Cela peut sembler simple, mais l’équilibre a finalement évolué au fil des années. Pendant sa première année en tant que professeure des écoles, fraîchement sortie de l’université, la pression et les horaires étaient telles qu’elle a du arrêter l’athlétisme.

« La première année est très dure. J’allais à l’école à 7 h du matin et je travaillais jusqu’à 22 h » confiait-elle au journal britannique The Telegraph Sport en février. « Mon niveau d’athlétisme a pris un sérieux coup et je ne voulais pas continuer sans pouvoir donner le maximum. La décision était difficile, mais j’ai du dire stop. Je fais de l’athlétisme depuis que j’ai 8 ans, ça a été très dur. »

Nouvelle discipline

Après une année à l’écart du sport, l’athlète de 25 ans a repris l’entraînement, en tentant non sans difficultés de concilier sa passion pour les haies avec son métier.

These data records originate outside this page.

PR #3621, opened 2026-05-04
Fix double free on OL8

flomnes:
Avoid mixing static / shared symbols by adding a PRIVATE link in CMake.

### DIFF
--- a/.github/workflows/oracle8.yml
+++ b/.github/workflows/oracle8.yml
@@ -9,6 +9,8 @@ on:
     - dependabot/*
     - release/*
     - copilot/*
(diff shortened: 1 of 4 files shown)


payetvin (approved):

.github/workflows/oracle8.yml
```diff
@@ -9,6 +9,8 @@ on:
     - dependabot/*
     - release/*
     - copilot/*
+    # TODO remove
+    - fix/segfault-ol8
```
flomnes:
```suggestion
```

PR #3627, opened 2026-05-07
fix: Use simulation week for GEMS component in hybrid [ANT-4930]

JasonMarechal25:
This pull request introduces improvements to the calculation of global time indices and block indices in the linear solver, adds a targeted test scenario for hybrid studies, and enhances error reporting in modeler output validation. The main focus is on ensuring correct time/block handling for weekly and daily optimization modes, improving test coverage, and making debugging easier.

Key changes include:

### Core logic and calculation improvements

* Updated the calculation of `globalFirst` and `currentBlock` in `opt_appel_solveur_lineaire.cpp` to use `HeureDansLAnnee` for more accurate and robust time indexing, replacing previous calculations based on week numbers and magic numbers. This ensures correct handling of weekly and daily optimization intervals. [[1]](diffhunk://#diff-e4122da783d1e5790a77aa098a9ef9cb7b697d0d3cfe1c6c10a26cefc689dd1fL85-R92) [[2]](diffhunk://#diff-e4122da783d1e5790a77aa098a9ef9cb7b697d0d3cfe1c6c10a26cefc689dd1fL243-R253)

### Testing and validation

* Added a new test scenario in `hybrid_studies.feature` to verify that simulation weeks are handled properly for GEMS components, including checks for correct output values and objective values.
* Updated the Antares simulator test resources submodule to the latest commit, ensuring the new scenario is supported.

### Developer experience

* Improved error messages in `modeler_output_handler.py` for simulation table lookups, providing detailed information about available components, outputs, and time indices to aid in debugging test failures.

### DIFF
--- a/src/solver/optimisation/opt_appel_solveur_lineaire.cpp
+++ b/src/solver/optimisation/opt_appel_solveur_lineaire.cpp
@@ -239,10 +239,18 @@ static SimplexResult OPT_TryToCallSimplex(const SingleOptimOptions& options,
 
     if (simulationTable && modelerData)
     {
-        unsigned currentBlock = problemeHebdo->OptimisationAuPasHebdomadaire
-                                  ? static_cast<unsigned>(problemeHebdo->HeureDansLAnnee) / 168
-                                  : static_cast<unsigned>(problemeHebdo->HeureDansLAnnee) / 24
-                                      + NumIntervalle;
+        // Compute the current block index (weekly blocks if optimization is weekly,
+        // daily blocks otherwise). Replace magic numbers with named constants.
+        unsigned currentBlock;
+        const unsigned heure = static_cast<unsigned>(problemeHebdo->HeureDansLAnnee);
+        if (problemeHebdo->OptimisationAuPasHebdomadaire)
+        {
+            currentBlock = heure / Antares::Constants::nbHoursInAWeek;
+        }
+        else
+        {
+            currentBlock = heure / HOURS_PER_DAY + static_cast<unsigned>(NumIntervalle);
+        }
         TimeConversionMode timeConversionMode = problemeHebdo->OptimisationAuPasHebdomadaire
                                                   ? TimeConversionMode::WeeklyBlocks
                                                   : TimeConversionMode::DailyBlocks;
--- a/src/solver/optimisation/opt_appel_solveur_lineaire.cpp
+++ b/src/solver/optimisation/opt_appel_solveur_lineaire.cpp
@@ -82,15 +82,14 @@ FillContext buildFillContext(const PROBLEME_HEBDO* problemeHebdo, int NumInterva
     auto nTsInDay = static_cast<unsigned>(problemeHebdo->NombreDePasDeTempsDUneJournee);
     if (problemeHebdo->OptimisationAuPasHebdomadaire)
     {
-        globalFirst = problemeHebdo->weekInTheYear * nTsInDay * problemeHebdo->NombreDeJours;
+        globalFirst = static_cast<unsigned>(problemeHebdo->HeureDansLAnnee);
         globalLast = globalFirst + nTsInDay * problemeHebdo->NombreDeJours - 1;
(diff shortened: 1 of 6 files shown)


flomnes:
Le fix ne semble corriger pas le problème
> Errored scenarios:
>  features/solver-features/hybrid_studies.feature:132  Use simulation week properly for GEMS components

src/solver/optimisation/opt_appel_solveur_lineaire.cpp
guilpier-code, line 104: Adding a **const** : 
`About void fillLinearProblem(FillContext& fillCtx, ...)`
We should replace this it with : 
`void fillLinearProblem(const FillContext& fillCtx, ...)`

guilpier-code, line 103: About comment : 
```c++
// Returns a shared_ptr to the solver
``` 
This comment seems wrong and misleading. We should remove it.

src/solver/optimisation/opt_appel_solveur_lineaire.cpp
```diff
@@ -82,15 +82,14 @@ FillContext buildFillContext(const PROBLEME_HEBDO* problemeHebdo, int NumInterva
     auto nTsInDay = static_cast<unsigned>(problemeHebdo->NombreDePasDeTempsDUneJournee);
```
guilpier-code, line 82: About : 
```c++
auto nTsInDay = static_cast<unsigned>(problemeHebdo->NombreDePasDeTempsDUneJournee);
```
**NombreDePasDeTempsDUneJournee** is always **24**.
It's a constant and makes no sense as a data member of **problemeHebdo**.
Besides, constant **HOURS_PER_DAY** already exist, and is even already used in this source file.
So we should used it here too.
In longer term, we should use it at any place : 
- where **NombreDePasDeTempsDUneJournee** is used
- where **24** is used (when it actually means the nb of hours in a day)
We should create a ticket for this.

src/tests/cucumber/features/steps/common_steps/modeler_output_handler.py
```diff
@@ -69,8 +69,27 @@ def get_simulation_table_entry(self, component: str, output: str, block: int, ti
         else:
             df = df[df["scenario_index"] == scenario]
         if len(df) != 1:
+            all_components = self.simulation_table["component"].dropna().unique().tolist()
```
guilpier-code, line 72: Here we're building an error message from the content of a simulation table and we raise an error.
The new code should reflect this and have 2 lines.
Otherwise, so many lines are added to an already fat function.
We should create a **make_error_msg** function, and have : 
```python
if len(df) != 1:
    error_msg = make_error_msg(self.simulation_table)
    raise LookupError(error_msg)
```

src/solver/optimisation/opt_appel_solveur_lineaire.cpp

« Je me lève à 6 h du matin pour sortir le chien avant d’aller au travail » raconte-t-elle. « Je suis à mon bureau à 7h45 et je dois être très productive à l’école. Les enfants quittent l’école à 15h15, mais je dois rester jusqu’à 17h30 pour corriger les travaux et faire mon planning. Ensuite, j’ai un peu de temps à la maison avant d’aller sur la piste à 18h30. J’essaie de quitter le stade entre 21h et 21h30, je prends une douche, je mange et je vais au lit. »

Récemment, cette double vie est devenue plus compliquée. Mais cette fois-ci, cela n’avait rien à voir avec son équilibre de vie.

Ces dernières années, Jessie Knight est passée d’un niveau national à un niveau olympique en 400 m et 400 m haies. Elle a remporté le 400 m du Grand Prix de Glasgow en février dernier avec un superbe chrono de 51,57 s, la troisième meilleure performance mondiale de l’année. Le tout dans une discipline qui n’est pas sa spécialité.

Avec sa forme actuelle, elle pourrait intégrer l’équipe de Grande-Bretagne du 400 m haies et du relais 4 x 400 m pour les Jeux Olympiques de Tokyo 2020.

Il est peut-être temps de changer la description de sa biographie Twitter.

L’équilibre paie

À Glasgow, la professeure des écoles, relativement peu connue, était alignée contre certaines de ses idoles, notamment la championne d’Europe du 400 m Justyna Swiety-Ersetic. C’était la première fois qu’elle courrait dans un stade rempli.

« J’étais tellement nerveuse au départ » racontait-elle à la BBC. « Mes jambes tremblaient tellement qu’au moment du faux-départ, je croyais que c’était de ma faute car je bougeais dans les starting blocks ».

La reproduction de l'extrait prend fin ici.